Medical Device Link.

SPECIAL REPORT: DENTAL MANUFACTURING

Titanium, ceramics such as zirconia and precious metal alloys are commonly used in long-term dental applications. Each material family has specific advantages: the strength of titanium is preferred for dental implants, whereas zirconia is used mainly for crowns and bridges because of its aesthetic qualities.

Polyetheretherketones (PEEK) have been gaining favour over the last few years as alternative materials for some temporary applications. Nonstructural products made from nonreinforced-fibre PEEK, such as healing caps and provisional abutments, are currently available from various suppliers. These new materials strike an advantageous balance of strength, proven biocompatibility, aesthetics, versatility in manufacturing and flexibility in the end-use environment (meaning the dentist can modify the product during surgery, if required). This material has gained wide acceptance in the dental field, as evidenced by the number of PEEK-based products that are available today. There is, however, a general misunderstanding about PEEK.

Distracted, perhaps, by PEEK’s novelty, users may neglect to take into account the entire polyaryl polymer family. While PEEK is the most representative member of the material family, it may not be the optimal choice for dental applications, where aesthetic considerations and long-term structural properties are of primary importance. Products made from polyetherketoneketone (PEKK) may be a better option.

The specific mechanical properties of polyaryl polymers are a product of the material’s structural backbone, which gives a similar signature to all of the polymers in the polyaryl family. For that reason, neat PEEK and PEKK resins both share astonishing mechanical, chemical and physical properties.

Preventing Degradation

While it is well known that the interface between carbon fibres and polyaryl matrices is not adversely affected by aqueous liquids, such is not the case with glass fibres. To maintain aesthetics in long-term applications, the material’s mechanical properties must be specifically tailored with the adjunction of reinforcing glass fibres. The glass fibres receive a surface treatment to enable them to reinforce polymers with moderate temperature resistance. Because of the approximate 400°C processing temperatures required by PEEK and PEKK thermoplastics, weaknesses may occur at the interface of the glass fibre and polymer matrix, leading to possible degradation. As a result, the ability of glass fibre–reinforced polyaryl composites to withstand daily exposure to a wet environment in the oral cavity over a long period of time requires monitoring. If the interface is degraded, the product’s shear and compressive strengths will be most affected, but the degradation will also have an impact on stiffness.

Table I shows how mechanical properties are affected when PEEK and PEKK glass-reinforced composites are immersed in 50°C water for nine months. For comparison purposes, the percentage of relative loss in properties is also indicated. These results (reported elsewhere) indicate a clear drop in both the strength and stiffness of reinforced PEEK. Flexural stiffness is reduced by a factor of 2 in reinforced PEEK, while there is only a slight leveling off in reinforced PEKK. There is also a stark difference in the way in which an aqueous environment affects the compressive strength of PEEK and PEKK. In the case of PEKK, it is statistically unchanged. These results are of primary importance for long-term structural applications, and raise serious questions about the use of PEEK-based products.

Fatigue testing of short-fibre-reinforced PEKK bridges is shown in Table II. The short glass fibre–reinforced PEKK bridges sustain a 75% relative fracture load. This result inspires confidence for high-strength applications with more specific reinforcements.

Figure 1 illustrates the fatigue bending test of a short-fibre-reinforced bridge. First experiments were carried out under dry (26°C) and wet conditions (Ringer’s solution at 37°C). Even after 250,000 cycles (simulating a one-year load), the glass-reinforced PEKK bridges were shown to sustain a substantial portion of the fracture load after as few as 1000 cycles, according to Dr. Thomas Hug, Project Manager, Cendres+Métaux SA.

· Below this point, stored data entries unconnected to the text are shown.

PR #802, opened 2025-02-18
fix: type annotation of config.providers

unlimitedsola:
I might be wrong but I believe the type annotation for this one was a mistake based on the types from other fields.

Noticed this because I was getting the spurious warning shown below:

image


deathbeam (approved):

deathbeam:
Opps, thanks :d

deathbeam:
@all-contributors add @unlimitedsola for docs and code

PR #804, opened 2025-02-18
feat: Add github workspace command

deathbeam:
Supports resolving github code index workspace data and searching in it

TODO: Currently this api do not accepts ghu_ github copilot token, and I need to use `gh cli` instead that creates hosts.yml

https://github.blog/engineering/the-technology-behind-githubs-new-code-search/


deathbeam:
Well it already works just the separate token is annoying. I was thinking of instead adding it as example as custom context to discussions for now

PR #837, opened 2025-02-21
feat(telescope): add action callback and fix deprecation

chewcw:
It would be convenient if I can do something else with the selection after I pick the action from the Telescope action picker.

Also fixed a deprecated function (vim.api.nvim_win_set_option).

### DIFF
--- a/lua/CopilotChat/integrations/telescope.lua
+++ b/lua/CopilotChat/integrations/telescope.lua
@@ -13,7 +13,8 @@ local M = {}
 --- Pick an action from a list of actions
 ---@param pick_actions CopilotChat.integrations.actions?: A table with the actions to pick from
 ---@param opts table?: Telescope options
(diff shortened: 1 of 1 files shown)


chewcw:
> I dont think doing this only for telescope makes sense. But also I kinda wanted to rework the pickers completely so they can just be configured on plugin instead of calling them manually, which would also improve stuff like #file: pickers etc instead of relying on user to override their vim.ui.select

Cool, do you think you need help for that?

deathbeam:
So in the end decided to just go with relying on `vim.ui.select` completely and instead improve documentation. Could you adjust the PR so it only solves the deprecation? Also added example on how to set callback that you can use as technically the plugin already supports callbacks from the shared config that you can pass around

deathbeam:
Closing because of no reply

PR #853, opened 2025-02-23
Fix: Replace iter with ipairs for Safe Iteration

sgrsydv:
### **PR Description:**  

I was not able to use this plugin inside neovim because of this issue. The user facing error is "model not found: gpt-4o

Replaced `iter` with `ipairs` for safer iteration over API response data. Added validation checks to ensure `response.body.data` and `response.body.summaries` are valid tables before iterating. This prevents runtime errors when the response is `nil` or not structured as expected. Improves stability and error handling without breaking functionality.

Screenshot from 2025-02-23 15-11-36

### DIFF
--- a/lua/CopilotChat/config/providers.lua
+++ b/lua/CopilotChat/config/providers.lua
@@ -156,23 +156,26 @@ M.copilot = {
       error(err)
     end
 
-    local models = vim
-      .iter(response.body.data)
-      :filter(function(model)
-        return model['capabilities']['type'] == 'chat'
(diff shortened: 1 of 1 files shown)


deathbeam:
What is your nvim version? As we support only neovim 0.10.0+, there are some other places that rely on 0.10.0+ features as well

deathbeam:
Closing because of no response and documentation clearly stating we dont support < neovim 0.10.0 which has vim.iter

PR #855, opened 2025-02-24
refactor!: centralize sticky prompt and selection handling

### LINKED ISSUE #716: Making implicit context explicit visually in copilot
I wonder how we would feel about a feature that calls out "current context" more explicitly if set?

So for example if context is a selection  it could say: 

#selection:1:2:33

Then it would be very clear what is going on all the time and you could just edit out implicit contexts if you want to shift gears? 

we could even auto fold in the context, so you could expand to see it.

I know gc finds it just kind of wish I could see it upfront

deathbeam:
This refactoring improves the CopilotChat plugin's state management by:
- Adding `insert_sticky` function to centralize sticky prompt management
- Creating `set_selection` to provide a cleaner API for selection handling
- Consolidating highlight management in `update_highlights`
- Standardizing function signatures and return values
- Improving `Chat:set_prompt` functionality
- Removing redundant code for better maintainability

BREAKING CHANGES:
- `M.resolve_prompt` now returns config first and prompt second
- `M.update_selection` removed in favor of new `M.set_selection` function
- `M.resolve_embeddings` renamed to `M.resolve_context`
- Selection setting now only configurable in global config, not per-operation
- `get_selection` no longer accepts a config parameter
- Selection handling moved from dynamic config to static global config
- Changed sticky format and processing approach
- Prompts in config now use explicit `sticky` property instead of prefixing

Closes #716

### DIFF
--- a/README.md
+++ b/README.md
@@ -453,11 +453,6 @@ Below are all available configuration options with their default values:
   headless = false, -- Do not write to chat buffer and use history(useful for using callback for custom processing)
   callback = nil, -- Callback to use when ask response is received
 
-  -- default selection
-  selection = function(source)
-    return select.visual(source) or select.buffer(source)
-  end,
-
   -- default window options
   window = {
     layout = 'vertical', -- 'vertical', 'horizontal', 'float', 'replace'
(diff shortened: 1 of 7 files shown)


deathbeam:
TODO:

When doing .stop() and starting new prompt right after, for some reason stickies are not inherited

PR #897, opened 2025-03-04
fix(utils): `glob_to_regex` recursion matching

ThisIsMani:
When I use `**/*` pattern in the glob, it doesn't match the files in the subdirectories.

This is because `**/*` is first replaced with `.*` by `:gsub('%*%*/%*', '.*')`.

Then `:gsub('%*', '[^/]*')` kicks in and replaces that `*` with `[^/]*`. So, files in the subdirectories aren't getting matched.

Changed `:gsub('%*', '[^/]*')` to `:gsub('([^%.])%*', '%1[^/]*')`, so that `*` will only get replaced with it's not having a `.` before it.


deathbeam (approved):

deathbeam:
Thanks!

@all-contributors add @ThisIsMani for code

PR #916, opened 2025-03-06
feat: allow per-chat selection configurations

deathbeam:
Make selection behavior configurable per-chat instance rather than only globally. This enables different selection strategies for different chat sessions while maintaining backward compatibility with the global configuration.

The selection field is moved higher in the config file for better visibility, and documentation is updated to reflect this change.

### DIFF
--- a/README.md
+++ b/README.md
@@ -364,7 +364,7 @@ Define your own contexts in the configuration with input handling and resolution
 
 ## Selections
 
-Selections determine the source content for chat interactions. Can be configured only globally.
+Selections determine the source content for chat interactions.
 
 Available selections are located in `local select = require("CopilotChat.select")`:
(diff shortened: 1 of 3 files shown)


liskin:
👍 — this seems super useful for those Commit prompts that should only look at the context (git:staged) and ignore selection. a63031fc706d4e34e118c46339ae2b5681fab21e solves the simple usecase of `:CopilotChatCommit` in a long buffer, but if it's ever reverted, it'd be nice to be able to say `selection = select.empty` or something like that to explicitly disable sending selection as context for a given prompt. Looking through the code, it _seems_ that `selection = function()end` should do the trick but I think that should either be documented or added to `CopilotChat.config.prompts`

PR #1031, opened 2025-03-18
Respect &splitbelow and &splitright

teoljungberg:
This commit changes the split behavior to respect to the value of
&splitbelow and &splitright, which are both disabled by default.

This behavior was introduced in #950.

### DIFF
--- a/lua/CopilotChat/ui/chat.lua
+++ b/lua/CopilotChat/ui/chat.lua
@@ -305,6 +305,8 @@ function Chat:open(config)
     end
     if vim.api.nvim_get_option_value('splitright', {}) then
       cmd = 'botright ' .. cmd
+    else
+      cmd = 'topleft ' .. cmd
     end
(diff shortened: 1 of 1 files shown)


deathbeam:
Shouldnt this then use topleft when splitbelow is not set? and same for splitting vertically with splitright?

teoljungberg:
> Shouldnt this then use topleft when splitbelow is not set? and same for splitting vertically with splitright?

It works with `:split` by default, but I can add topleft to the codepaths to clarify if you want to!

teoljungberg:
Pushed to respect both &splitbelow and &splitright, and to use topleft when either are not set.

What this what you had in mind @deathbeam ?

deathbeam (approved):

deathbeam:
yes this looks good to me

deathbeam:
@all-contributors add @teoljungberg for code

Issue #1052, opened 2025-03-24
Copilot Chat - "Unauthorized" Error


ThomasCode92:
I'm trying to use Copilot Chat but keep getting the following error:

```
Failed to get response: {
  "error": {
    "code": "unauthorized",
    "message": "Your account type is not currently supported",
    "details": "Your account type is not currently supported"
  }
}
```

I have access to Copilot through my work organization, and Copilot Chat in the IDE is enabled.
![Image](https://github.com/user-attachments/assets/64afcb7f-926f-420a-8493-c98e487bc1f5)
When using Copilot Chat in VS Code with the same credentials, it just works fine.

Has anyone encountered this issue before or know how to resolve it?

__Screenshot from within Neovim__
![Image](https://github.com/user-attachments/assets/826266d5-8c3e-441b-868e-0a2e0ac0052c)
![Image](https://github.com/user-attachments/assets/c5002e08-80dd-4f75-beb9-86a65f494468)

deathbeam:
Are you using copilot.vim? And can you try logging out from it and then deleting json files in ~/.config/github-copilot?

ThomasCode92:
I use LazyVim with the [Copilot](https://www.lazyvim.org/extras/ai/copilot) and [Copilot Chat](https://www.lazyvim.org/extras/ai/copilot-chat) Extras,
I deleted the `~/.config/github-copilot` folder and logged back in, but got the same error.

ThomasCode92:
This is the output for `:CopilotChagModels` filtered by _github\_models_.

![Image](https://github.com/user-attachments/assets/59fd3860-0f38-4aa0-9703-8a4131c264e3)

deathbeam:
Alright so you have gpt-4o selected on github_models, disable the github_models provider or use model that is for regular copilot. Example on how to disable github models: https://github.com/deathbeam/dotfiles/blob/master/nvim/.config/nvim/lua/config/copilot.lua#L146

ThomasCode92:
@deathbeam Switching to a non _github\_models_ model (gpt-4o) works!
What is the difference between just _github_ anb _githug\_models_, if I may ask?

deathbeam:
> [@deathbeam](https://github.com/deathbeam) Switching to a non _github_models_ model (gpt-4o) works! What is the difference between just _github_ anb _github_models_, if I may ask?

[...]

PR #1061, opened 2025-03-27
fix(copilot)!: allow overriding headers, api_base

80avin:
We are using organizational version of Github copilot and I used to get unauthorized error, similar to https://github.com/CopilotC-Nvim/CopilotChat.nvim/issues/1052 ,

Digging deeper into the vscode's Copilot-chat extension, I found 2 differences which are required to fix this
1. API calls are made to `api.business.githubcopilot.com`
2. It doesn't work unless I set the headers as
   ```lua
   ["Editor-Version"] = "vscode/1.98.2",
   ["Editor-Plugin-Version"] = "copilot-chat/0.25.1",
   ```

As a solution, this PR implements
1. Use the base URL provided in auth response.
2. Allow overriding the headers.

Note: I haven't tested github_models because they weren't working under my credentials.

### DIFF
--- a/README.md
+++ b/README.md
@@ -417,10 +417,10 @@ Custom providers can implement these methods:
   embed?: string|function,
 
   -- Optional: Get extra request headers with optional expiration time
-  get_headers?(): table<string,string>, number?,
+  get_headers?(self: CopilotChat.Provider): table<string,string>, number?,
 
   -- Optional: Get API endpoint URL
-  get_url?(opts: CopilotChat.Provider.options): string,
+  get_url?(self: CopilotChat.Provider, opts: CopilotChat.Provider.options): string,
 
   -- Optional: Prepare request input
   prepare_input?(inputs: table<CopilotChat.Provider.input>, opts: CopilotChat.Provider.options): table,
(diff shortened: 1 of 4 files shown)


deathbeam:
But sending self might be fine but I dont think you need to add the changing api base anywhere else other than copilot provider, in embeddings simply use value from there when building the url and thats it and you dont need to do any changes to github_models. But def remove the default_headers, you are supposed to make your own provider when doing that (which is very simple you just reference the methods from your custom implementation and thats it right)

80avin:
@deathbeam, I agree with you.
I was also uncomfortable with the overriding of headers as it felt misplaced. The idea of custom provider didn't hit me.

Anyways, do you agree with keeping the api_base? A few points:
1. Github's API response itself tells us about using a different endpoint, and the official copilot-chat extension respects this. Hence, it sounds fair if we also do the same.
2. If api_base is a separate variable like current, I can essentially extend the copilot provider in my config to override `get_headers` and `api_base` instead of writing a new provider entirely.

deathbeam:
Well I dont want to keep api base as part of the default api, it should be copilot provider specific. you can always refer to it from other providers in the actual functions, and updating it from the inside of copilot provider. E.g its very specific to the copilot provider so it should just stay there imo.

80avin:
@deathbeam Can you review now ?

For others, the following lazy.nvim config shows how I'm able to override them.

```lua
{
    -- url = "https://github.com/80avin/CopilotChat.nvim",
    opts = function(opts)
      local providers = require("CopilotChat.config.providers")
      local orig_provider = providers.copilot
      ---@diagnostic disable-next-line: inject-field
      orig_provider._cache_get_header = orig_provider._cache_get_header or orig_provider.get_headers
      local orig_get_header = orig_provider._cache_get_header
      orig_provider.get_headers = function(self)
        ---@diagnostic disable-next-line: need-check-nil
        local headers, expires_at = orig_get_header(self)
        return vim.tbl_extend("force", headers, {
          ["Editor-Version"] = "vscode/1.98.2",
          ["Editor-Plugin-Version"] = "copilot-chat/0.25.1",
        }),
          expires_at
      end
      providers.github_models.disabled = true
      if true then
        return nil
      end
    end,
}
```

Issue #1071, opened 2025-03-28
scan_dir utility broken with ripgrep < 14


JPricey:
The `-d` short form for setting search max depth on ripgrep search was only added in version 14.0.  ([Changelog](https://github.com/BurntSushi/ripgrep/blob/master/CHANGELOG.md#1400-2023-11-26))
Making this plugin compatible for ripgrep < 14 is a simple matter of using the longform `--max-depth` instead.
I will have a PR up for this quick fix soon.

PR #1072, opened 2025-03-28
fix: use --max-depth arg name for ripgrep <14 compat

JPricey:
Closes https://github.com/CopilotC-Nvim/CopilotChat.nvim/issues/1071

I found this when trying to add a #files context, and I only have ripgrep 13.x installed on my system.


deathbeam:
thanks!

@all-contributors add @JPricey for code

PR #1087, opened 2025-04-01
feat: accept a function that returns the layout to use

ouuan:
This resolves #1080.

Example:

```lua
  window = {
    layout = function()
      if vim.o.columns > 2 * vim.o.lines then
        return 'vertical'
      else
        return 'horizontal'
      end
    end
  },
```

### DIFF
--- a/lua/CopilotChat/ui/chat.lua
+++ b/lua/CopilotChat/ui/chat.lua
@@ -33,8 +33,6 @@ local function match_header(header)
   end
 end
 
----@alias CopilotChat.ui.Chat.Layout 'vertical'|'horizontal'|'float'|'replace'
-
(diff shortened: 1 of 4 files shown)


lua/CopilotChat/ui/chat.lua
```diff
@@ -33,6 +33,8 @@ local function match_header(header)
   end
 end
 
+---@alias CopilotChat.ui.Chat.Layout 'vertical'|'horizontal'|'float'|'replace'
```
deathbeam, line 36: this should be in config

deathbeam (changes requested):

deathbeam:
Thanks!

@all-contributors add @ouuan for docs and code

PR #543, opened 2021-09-08
436 Updates to use Sys.timezone()

aaehmann:
Updated `as_iso_dtm` to use the `Sys.timezone()`

I needed to udpate the test scripts as well to assign the time zone to the system timezone.  

I think we need to revisit these date functions.  I am thinking perhaps for all dates that are passed in to be used in manipulations (exclude where they are sorts and things like that) we have a function or rule to `lubridate::force_tz(date, tz = "UTC")`.  We are assigning a timezone in `impute_dtc` as "UTC" and that may be the start of everything getting a bit our of sync, those dates are interacting with dates passed in.  We may want to revisit this again.

I checked in our WARP again and with the update to the test scripts, it seems to be working.

### DIFF
--- a/R/iso_dtm.R
+++ b/R/iso_dtm.R
@@ -1,4 +1,4 @@
-as_iso_dtm <- function(x, time_zone = "UTC") {
+as_iso_dtm <- function(x, time_zone = Sys.timezone()) {
   if (is.character(x)) {
     dtm <- ymd_hms(x, tz = time_zone)
   } else {
--- a/tests/testthat/test-derive_vars_dtm.R
+++ b/tests/testthat/test-derive_vars_dtm.R
@@ -14,10 +14,10 @@ input <- tibble::tribble(
 test_that("default: no date imputation, time part set o 00:00:00, add DTF, TMF", {
   expected_output <- tibble::tribble(
     ~XXSTDTC, ~ASTDTM, ~ASTTMF,
-    "2019-07-18T15:25:40", ymd_hms("2019-07-18T15:25:40"),  NA_character_,
-    "2019-07-18T15:25", ymd_hms("2019-07-18T15:25:00"), "S",
-    "2019-07-18T15", ymd_hms("2019-07-18T15:00:00"), "M",
-    "2019-07-18", ymd_hms("2019-07-18T00:00:00"), "H",
+    "2019-07-18T15:25:40", ymd_hms("2019-07-18T15:25:40", tz=Sys.timezone()),  NA_character_,
+    "2019-07-18T15:25", ymd_hms("2019-07-18T15:25:00", tz=Sys.timezone()), "S",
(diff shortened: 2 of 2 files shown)


kabis-ops:
Hi @aehmann-gsk, 
As discussed yesterday, I had the same kind of issue where the derive_vars_dtm (as_iso_dtm) was adding 2 hours to my original DTC. Thank you for sharing the workaround. I have tried it but it does not always work: I had to also set the time zone when the variable is not character and it works.
```
as_iso_dtm2 <- function(x, time_zone = Sys.timezone()) {
  dtm <- ymd_hms(x, tz = time_zone)

  class(dtm) <- union("iso_dtm", class(dtm))
  dtm
}
```

You can test it with:
```
tibble::tribble(
  ~XXSTDTC, ~ASTDTM, ~ASTTMF,
  "2019-07-18T15:25:40", ymd_hms("2019-07-18T15:25:40"),  NA_character_,
  "2019-07-18T15:25", ymd_hms("2019-07-18T15:25:00"), "S",
  "2019-07-18T15", ymd_hms("2019-07-18T15:00:00"), "M",
  "2019-07-18", ymd_hms("2019-07-18T00:00:00"), "H",
) %>%
  mutate(ASTDTM2a = ASTDTM %>% as_iso_dtm(),
         ASTDTM2b = ASTDTM %>% as_iso_dtm2(),
         ASTDTM3 = impute_dtc(XXSTDTC,time_imputation = "00:00:00") %>% as_iso_dtm2()
  )
```
image

ASTDTM2a (using the proposed updated function) has still +2 (for me) hours
ASTDTM2b (using the corrected `as_iso_dtm2())` function is correct. 
ASDTM3 was for testing for character date input.

Please let me know if that also works for you?

kabis-ops:
Hi again,
Just to add that this happens only when i work outside of the admiral project. When i run this in the admiral project the update you  have made works fine and i dont need the as_iso_dtm2() function 🤔.

aehmann-gsk:
Hi @kabis-ops -
Thank you!  I will test this today.  I had different results when I ran in our production GSK production environment vs. my local laptop within the Admiral project.  I had to change the test script to assign the timezone when passing a date to get around this issue when running locally.  It looks like your solution based on your input/output above may correct this issue. 👍 

Overall, this issue makes me nervous as this function if forcing in the user's timezone but in impute_dtc it is forcing in UTC as a timezone in 2 lines of code.  In general, what would happen if you and I are working on the same study, I write out a permanent dataframe and then you read that dataframe in and use.  Do the dates look different for you and I?  I will try to test this scenario out as well.

koegerr:
@aehmann-gsk would it help if I connect you with one or two R experts at Roche for this? Maybe they could help.

aehmann-gsk:
@koegerr Yes - I think that will help.  I also need to connect with GSK experts.  thanks!

PR #555, opened 2021-09-15
1st draft of DTM to TM

teckla-gsk:
a few comments, I have included a hms flag to allower users to toggle between HH:MM or HH:MM:SS. Also, TM-vars are classed character since posixct/lt are for DTM. I could use the hms package but cannot seem to find an option to only display HH:MM the hms only allows for HH:MM:SS. Of course, open to any alternative solutions


R/derive_vars_dtm_to_tm.R
```diff
@@ -0,0 +1,64 @@
...
+#'  ~STUDYID, ~USUBJID, ~TRTSDTM,               ~ASTDTM,               ~AENDTM,
+#'  "TEST01", "PAT01",  "2012-02-25 23:41:10", "2012-02-28 19:03:00", "2013-02-25 23:32:16",
+#'  "TEST01", "PAT01",  "",                    "2012-02-28 19:00:00", "",
+#'  "TEST01", "PAT01",  "2017-02-25 23:00:02", "2013-02-25 19:00:15", "2014-02-25 19:00:56",
+#'  "TEST01", "PAT01",  "2017-02-25 16:00:00", "2017-02-25 14:25:00", "2017-03-25 23:00:00",
+#'  "TEST01", "PAT01",  "2017-02-25 16:05:17", "2017-02-25 14:20:00", "2018-04-29 14:06:45",
+#'  ) %>% mutate(
+#'  TRTSDTM = lubridate::as_datetime(TRTSDTM),
+#'  ASTDTM = lubridate::as_datetime(ASTDTM),
+#'  AENDTM = lubridate::as_datetime(AENDTM)
```
thomas-neitmann, line 37: No need to use the `lubridate::` prefix here as you've already loaded the package above.

R/derive_vars_dtm_to_tm.R
```diff
@@ -0,0 +1,64 @@
+#' Derive time variables from datetime variables
```
thomas-neitmann, line 1: Please use Title Case here.

R/derive_vars_dtm_to_tm.R
```diff
@@ -0,0 +1,64 @@
...
+#' derive_vars_dtm_to_tm(adcm,
+#'                       vars(TRTSDTM, ASTDTM, AENDTM))
+#'
+#' derive_vars_dtm_to_tm(adcm,
+#'                      vars(TRTSDTM, ASTDTM, AENDTM),
+#'                      hms_flag="Y")
+
+derive_vars_dtm_to_tm <- function(dataset,
+                                  source_vars,
+                                  hms_flag=NULL) {
```
thomas-neitmann, line 49: If we want to keep `hms_flag` then I'd suggest to use `TRUE` and `FALSE` rather than `"Y"` and `NULL`. However, I'm not quite sure about this functionality. I would expect to get the "whole" time component from the datetime rather than only hour and minute. This seems to be more about display (kind of like a SAS format) rather than the actual data. I'd suggest to make use of the `hms` package. Any thought @aehmann-gsk @bundfussr?

thomas-neitmann (changes requested):

R/derive_vars_dtm_to_tm.R
bundfussr: According to ADaMIG `*TM` variables must be numeric. I.e., we should update the function such that the new variables are numeric and then we no longer need the `hms_flag`.

bundfussr (changes requested):

R/derive_vars_dtm_to_tm.R
teckla-gsk: This is a bit of a challenge since for numeric times, they are being displayed as number of seconds since 1970-01-01. I can implement this using the hms package resulting in class "hms" and displaying as HH:MM:SS or the initial function resulting in class "character" with option to display as HH:MM or HH:MM:SS. Otherwise, I do not know that R can handle times akin to SAS where it is numeric but displays as HH:MM. Open to exploring other packages/suggestions

bundfussr: The `hms` package looks like what we need. @thomas-neitmann , @aehmann-gsk , do you agree?

Do you now if the `hms` class becomes a time variable when exported as a SAS dataset?

teckla-gsk: Updated to use hms. So far, I have not successfully read in the time vars from the xpt. They do not compute, but will explore more

kabis-ops: Hi @teckla-gsk , @bundfussr, @esimms999-gsk 

I have make a try with the `haven` package and there seems to be no issue reading the date nor time in XPT/ SAS
```
library(haven) 
library(diffdf)

input <- tibble::tribble(
  ~STUDYID, ~USUBJID, ~TRTSDTM, ~ADTM,               
  "TEST01", "PAT01",  "2012-02-25 23:41:10", "2012-02-28 19:03:00") %>% 
  mutate(TRTSDTM = as_datetime(TRTSDTM), ADTM = as_datetime(ADTM))

actual_output <- derive_vars_dtm_to_tm(input, vars(TRTSDTM, ADTM))

#Convert to XPT
write_xpt(actual_output, "test.xpt",version = 5)           

#Compare data before xpt with data read from xpt
actual_output_fromxpt<-read_xpt("test.xpt")     

diffdf(actual_output, actual_output_fromxpt)
```
The only diff between the 2 dataframes is the `format.sas` attributes, and I guess this will be dealt with once we tackle the metadata stuff.

```
There are columns in BASE and COMPARE with differing attributes !!
All rows are shown in table below

  ================================================
   VARIABLE  ATTR_NAME   VALUES.BASE  VALUES.COMP 
  ------------------------------------------------
     ADTM    format.sas     NULL       DATETIME   
     ATM     format.sas     NULL         TIME     
   TRTSDTM   format.sas     NULL       DATETIME   
    TRTSTM   format.sas     NULL         TIME     
  ------------------------------------------------
```

I was also been able to read the XPT file in SAS with no problem
```
libname xptfile xport 'Path\test.xpt' access=readonly;
proc copy inlib=xptfile outlib=work;
run;
```
image

So i guess we are good :)

Maybe 1 comment regarding the function itself: i have first tried with 1 DTM variable as input, but when only 1 DTM is specified the new variable is misspelled as **'new'**
image

kabis-ops (commented):
Hi, Please see [here](https://github.com/Roche-GSK/admiral/pull/555#discussion_r720049662)

R/derive_vars_dtm_to_tm.R
teckla-gsk: @kabis-ops thanks for testing it and the comment. I will update it based on your comment :)

thomas-neitmann:
@teckla-gsk Please declare the `hms` package as a dependecy of `admiral` by listing it under the `Imports` section in the `DESCRIPTION` file. That should get rid of the errors when running `R CMD check`.

teckla-gsk:
@kabis-ops please see update to handle when a single var is parsed, I suppose I also have to update derive_vars_dtm_to_dt

teckla-gsk:
@thomas-neitmann  I added hms to the description file but the RMD is still failing. Any ideas as to what I am missing here?

DESCRIPTION
```diff
@@ -32,6 +32,7 @@ Imports:
     purrr,
```
teckla-gsk, line 32: @thomas-neitmann  still receiving rmd fail despite adding hms to decription file here

bundfussr (changes requested):
Could you update NEWS.md?

PR #577, opened 2021-10-04
Add section on handling missing values

### LINKED ISSUE #531: Add `NA` Section to "Get Started" Vignette
A section regarding `NA` should be added to the "Get Started" vignette. It should state:
- All admiral functions expect that `NA` instead of `""` is used.
- admiral provides the `convert_blanks_to_na()` function to ensure that the input datasets fulfill the requirement.
- some examples of condition where you should take care, e.g., `DTYPE != "AVERAGE" | is.na(DTYPE)"` must be used instead of `DTYPE != "AVERAGE"`.

thomas-neitmann:
Close #531

### DIFF
--- a/vignettes/admiral.Rmd
+++ b/vignettes/admiral.Rmd
@@ -57,7 +57,7 @@ the variable name, e.g., `derive_var_trtdurd()` derives the `TRTDURD` variable.
 Functions which derive a dedicated parameter start with `derive_param_` followed by
 the parameter name, e.g., `derive_param_os()` derives the `OS` parameter.
 
-## Input and Output
+# Input and Output
 
 It is expected that the input dataset is not grouped. Otherwise an error is
 issued.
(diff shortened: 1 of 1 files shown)


thomas-neitmann:
@bms63 @yangc71 Would be great if you could review this PR. If anything in the section I've added is unclear please let me know. That means I did a bad job 😉

yangc71 (commented):
The Handling of Missing Values section is clear to me :). Should we also include reminders for functions such as min() max() that will return NA when NA is present if user doesn't specify `na.rm = T`?

thomas-neitmann:
> Should we also include reminders for functions such as min() max() that will return NA when NA is present if user doesn't specify na.rm = T?

That's a great suggestions!

thomas-neitmann:
@yangc71 I've incoprporated your suggestion. Feel free to approve this PR if it looks good to you 🙂

yangc71 (approved):

PR #580, opened 2021-10-04
579 update derive vars dtm to dt

teckla-gsk:
updated to handle when only one is being parsed


teckla-gsk:
sorry accidently created the pull request to master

In conclusion, PEKK resins have an enormous advantage over PEEK materials in long-term dental applications when polyaryl matrices are exposed simultaneously to repeated stress and a wet environment. PEKK resins, in our view, will contribute to the development of successful products that will provide structural and aesthetic satisfaction.

Thierry Copponnex is a specialist in materials engineering with more than 15 years of industrial and academic experience in polymer and composite engineering for various fields. He is currently Director of Development at Cendres+Métaux SA (Biel/Bienne, Switzerland), which produces demanding products made from high-quality materials for the dental, medical technology, watch and jewellery industries.

Anthony DeCarmine is an engineer with more than 20 years of experience in the industrial (textile manufacturing), aerospace (space systems) and engineered materials (ceramics and polymers) spheres. He is currently Technical Director at Oxford Performance Materials (Enfield, CT, USA), a group specialising in the development and commercialisation of applications using the ultra-high-performance polymer OXPEKK.